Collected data
·····
PR #2844, opened 2026-02-27
[tuner] add direct conv support along TileAndFuse pipeline

bangtianliu:
This PR adds support for direct convolution lowering in the TileAndFuse pipeline, complementing the existing IGEMM approach.
  
  Assisted-by: Claude Code


kuhar (commented):
I remember hearing/reading some update that direct conv through TAF doesn't bring improvements -- is this accurate or am I imagining things? @bangtianliu 

If it does not, do we still want to land it?

PR #2863, opened 2026-03-12
[tuner] Avoid textual IR for tuner tests

bangtianliu:
This PR consolidates MLIR builder functions into test_utils.py, replacing string templates with programmatic op construction.

Assisted-by: [Claude Code](https://claude.ai/code)
 
Issue: https://github.com/nod-ai/amd-shark-ai/issues/1291


kuhar (changes requested):
I'm not convinced this is the right direction -- textual IR is convenient in tests and probably easier to maintain that dedicated builders, since we can easily copy paste from IREE / MLIR lit tests. Whereas python builders and not always documented well and people who only work with the C++ implementation are generally not very familiar with those bindings.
·····
Exercise aim >> Check the data for the word "with" and pull out the lines that have it.

Your solution >>
This PR consolidates MLIR builder functions into test_utils.py, replacing string templates with programmatic op construction.
I'm not convinced this is the right direction -- textual IR is convenient in tests and probably easier to maintain that dedicated builders, since we can easily copy paste from IREE / MLIR lit tests. Whereas python builders and not always documented well and people who only work with the C++ implementation are generally not very familiar with those bindings.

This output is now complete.